Born in Santa Monica to parents from Baja, Mexico, young Carrillo attended UCLA and was headed toward chemistry as a career until a post-baccalaureate 14 months in Spain focused his ambitions: He visited the Prado daily, copying the paintings of Velasquez, El Greco and, religiously, the Meditation of Saint Anthony by Hieronymus Bosch. He mixed his own pigments in their colors and learned glazing techniques of the masters. When he returned to UCLA it was for an MFA under the mentorship of Stanton MacDonald Wright, who had been the head of the WPA in California.

During this era of the mid-1960s, the Chicano movement was gaining momentum, having sprouted in the fields of the United Farm Workers, matured in the political theater of El Teatro Campesino and then entered international awareness under the flag of Chicanismo/Chicano Art.

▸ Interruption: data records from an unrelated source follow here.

Issue #1366, opened 2020-03-10
anvi-delete-hmms does not remove genes from genes_in_contigs table, or gene_amino_acid_sequences


ekiefl:

ekiefl:
Solved by #1368

PR #1368, opened 2020-03-10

But Eduardo Carrillo was not a man of rage. "You couldn't drag him into a bad mood," said his wife, Alison. He expressed his culture through its history; he painted allegories, he painted grace and greatness in the people of his race and ultimately the human race. In 1966 he founded El Centro de Arte Regional in his father's birthplace in La Paz, Baja, teaching and exhibiting regional crafts and acting as the center's first director. When he joined the faculty at UCSC he was at first controversial, according to fellow professor Douglas McClelland, because he was considered not political enough. According to another contemporary, professor Kathryn Metz, "He just didn't want to be the university's Chicano."

He was his own man, as the paintings in MAH's Solari Gallery demonstrate. His distinctive palette at first seems muted, dominated by an earthy red and ochre and a warm cerulean blue all close in value, all overglazed in that Renaissance technique that draws the colors together. After only a few moments, the outrageous boldness of his highlights, outlines, shadows become apparent and what had seemed almost somber is revealed to be filled with light.

The exhibit includes works ranging from a fond portrait of his uncle building a wall to The Last Supper, which contrasts with thousands of insipid versions by depicting a powerful, earthy Christ in a passionate dinner discussion: each apostle a portrait of a real character in Eduardo's San Ignacio family home (a visitor was the only one who would agree to be painted as Judas.) In Down the Lane, Carrillo puts a Santa Cruz stamp on a "boulevard scene" referring to Steamer Lane. Alison Carrillo is dramatically lit in a ritualized dance in Woman With Snake. The giant psychedelic Los Tropicanos was called "the most important painting of the 1970s" by critic Kenneth Baker after it appeared in the seminal "The Bad Painting" show in New York. As his wife, Alison, said, "Ed saw life in layers of reality." The layers were not always revealed through psychedelics. The artist wrote of his beloved Baja: "Here the light is so intense that colors get distilled twice, like good tequila, into something potent enough to rediscover what you take for reality."

Two self-portraits painted some four decades apart greet visitors, as if to say, "Here this is, this is all of me, from start to finish." Not all, of course, not nearly all.